Все это выставляет женевских священников не в самом лучшем свете. Смелыми их явно не назовешь. Разгневаны и народ, и Совет, что, кстати, видно по многословным повторам секретаря! И как ведет себя Кальвин? 30 апреля пасторам поручили предложить одного из своих коллег душепопечителем в чумной лазарет. Уже настал июнь, и никто из них не выразил готовность исполнить этот долг, а иные говорили, что лучше пойдут к дьяволу или на виселицу, только не в прибежище для чумных. Какая возможность для Кальвина совершить подвиг и вызваться самому!

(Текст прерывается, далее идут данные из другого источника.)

PR #16764, opened 2025-04-05
Issue #14084: Resolved CheckerFramework violation

Atharv3221:
Issue: #14084

**Suppression removed:**
```
    <fileName>src/main/java/com/puppycrawl/tools/checkstyle/DetailAstImpl.java</fileName>
    <specifier>return</specifier>
    <message>incompatible types in return.</message>
    <lineContent>return returnValue;</lineContent>
    <details>
      type of expression: @Initialized @Nullable DetailAST
      method return type: @Initialized @NonNull DetailAST
    </details>
  </checkerFrameworkError>

```

### DIFF
--- a/config/checker-framework-suppressions/checker-nullness-optional-interning-suppressions.xml
+++ b/config/checker-framework-suppressions/checker-nullness-optional-interning-suppressions.xml
@@ -269,17 +269,6 @@
     <fileName>src/main/java/com/puppycrawl/tools/checkstyle/DetailAstImpl.java</fileName>
     <specifier>return</specifier>
     <message>incompatible types in return.</message>
-    <lineContent>return returnValue;</lineContent>
-    <details>
-      type of expression: @Initialized @Nullable DetailAST
-      method return type: @Initialized @NonNull DetailAST
-    </details>
-  </checkerFrameworkError>
-
-  <checkerFrameworkError unstable="false">
-    <fileName>src/main/java/com/puppycrawl/tools/checkstyle/DetailAstImpl.java</fileName>
-    <specifier>return</specifier>
-    <message>incompatible types in return.</message>
     <lineContent>return returnList;</lineContent>
     <details>
       type of expression: @Initialized @Nullable List&lt;@Initialized @NonNull Token&gt;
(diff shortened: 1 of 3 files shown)


pankratz76 (approved):

Rohanraj123:
Hi @Atharv3221 

In such cases, we should ideally ensure that the return expression is non-null. Simply marking the method as @Nullable can reduce code readability and shift the burden to callers. Annotations should act like clear tags — they should "scream" the intent and constraints of a function or variable.

Here, the method get() returns entries.get(key). Since the Map.get() can return null, the Checker sees the expression as @Nullable. But, if we know the key is always present (e.g., the map is populated before use), we should explicitly enforce non-null return.

The key point is to make the expression non-null, not just the method signature, so the CF doesn't complain.

Atharv3221:
Okay, thankyou for making the picture more clear for me, I will work on this issue.

Atharv3221:
Okay, thankyou for making the picture more clear for me, I will work on this issue.

src/main/java/com/puppycrawl/tools/checkstyle/JavadocDetailNodeParser.java
```diff
@@ -94,6 +96,7 @@ public class JavadocDetailNodeParser {
      *        DetailAST of Javadoc comment
      * @return DetailNode tree of Javadoc comment
      */
+    @Nullable
     public ParseStatus parseJavadocAsDetailNode(DetailAST javadocCommentAst) {
```
romani, line 100: Ini might miss something, but I don't see how this can be null, we create instance of class to return.
It is notnull.

romani (changes requested):
Items

src/main/java/com/puppycrawl/tools/checkstyle/JavadocDetailNodeParser.java
Atharv3221: Okay

romani:
@Atharv3221 , do you have time to finish this PR ?

Atharv3221:
@romani 
Here
```
    /**
     * Returns the first child token that makes a specified type.
     *
     * @param type the token type to match
     * @return the matching token, or null if no match
     */
    @Nullable
    DetailAST findFirstToken(int type);
```
can return null if no token is found of type we want, so it can be Nullable 

am i going in correct direction ??

romani:
https://github.com/checkstyle/checkstyle/actions/runs/16948287343/job/48034726010?pr=16764#step:7:4455

resolving:
```
    <fileName>src/main/java/com/puppycrawl/tools/checkstyle/DetailAstImpl.java</fileName>
    <specifier>return</specifier>
    <message>incompatible types in return.</message>
    <lineContent>return returnValue;</lineContent>
    <details>
      type of expression: @Initialized @Nullable DetailAST
      method return type: @Initialized @NonNull DetailAST
    </details>
  </checkerFrameworkError>
```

Мы не знаем, выражал ли он в Женеве вслух те мысли, о которых писал Пьеру Вире. Но прошел месяц, его освободили от службы в лазарете, никто другой идти не возжелал, и удалось бы избежать весьма неприятного впечатления, вызванного трусливым поведением духовенства, нарушившего клятву, если бы Кальвин только заявил во всеуслышание – как позднее, правда, после протестов коллег, сделал его преемник Беза: «Я отказываюсь от своего исключительного положения! Я сам выйду навстречу опасности!» И можно ли оправдать то, что Кальвин лишь выражает мнение братии, забывшей о долге и деле, и ничем не показывает негодования, чего можно было бы ожидать от главы Церкви? Он, столь жестоко клеймивший нарушителей догмы, он, стремившийся столь сурово карать преступивших закон, всего лишь говорит, что им недостает мужества пойти в чумной ад, – всем, и ему в том числе! Совет принимает решение: молить Бога, чтобы впредь Он дал клирикам мужество исполнять свой долг, это решение позорным пятном ложится на всех клириков – и Кальвин молчит! Он не возражает ни единым словом! Нарушение обетов остается безнаказанным! Где знаменитая пасторская верность, не дающая оставить паству в смертельной опасности? В его поведении не вижу даже ее следа[819]
. Ясно, что Кальвин, в соответствии с правом сеньора, хотел сохранить свою жизнь ради дела, но это означает, что реформаторские и политические интересы были сильнее душепопечительских. Когда началась чума, Цвингли поторопился к общине, хотя и понимал свою безусловную необходимость для новой веры. Кальвин, глава Церкви, допустил презрение опасного долга и не выразил ни малейшего протеста, когда его клириков не наказали ни за нарушение обета, ни за трусость!Да, здесь он и правда смягчил суровость женевского правосудия, только вряд ли можно считать этот способ подходящим.
Решение Совета молиться Богу о мужестве женевских клириков как-то подразумевает, что у тех чувство избранности не слишком-то одолевало страх, – особенно если вспомнить, что Кальвин выступал против страха смерти и уверял, что верные должны даже алкать смерти[820]
. Мы уже говорили, что Кальвин боялся колдовства, а время от времени на него накатывали приступы страха. То, что Кальвин относил к самым страшным адским мучениям ужас перед божественной молнией[821], говорит о том, как хорошо ему были знакомы страдания, вызванные страхом.Говоря в целом, религиозное рвение Кальвина одолело страх. Католические навязчивости он в значительной степени преодолел, вот только сам создал что-то подобное новому католичеству в чудовищно узкой и жесткой системе навязчивых идей, и это особенно видно в том, как он понимает Церковь. Он не страдал неврозом навязчивых состояний, но характер его явно был компульсивным. Фрейд определяет этот тип так: «Он отличается господством “Сверх-Я”, которое при сильном конфликте отделяется от “Я”. В таком человеке господствуют страх, рожденный совестью, заменяющий страх утратить любовь. Он проявляет внутреннюю зависимость вместо внешней, он в высшей степени независим и в социальной сфере становится двигателем культуры, большей частью консервативным»[822]
. Компульсивный тип нарцисса Фрейд описывает так: «Он представляет культурно ценную вариацию: к внешней независимости и принятию во внимание требований совести он добавляет способность к энергичной деятельности и усиливает “Я” в его противостоянии со “Сверх-Я”» (с. 118).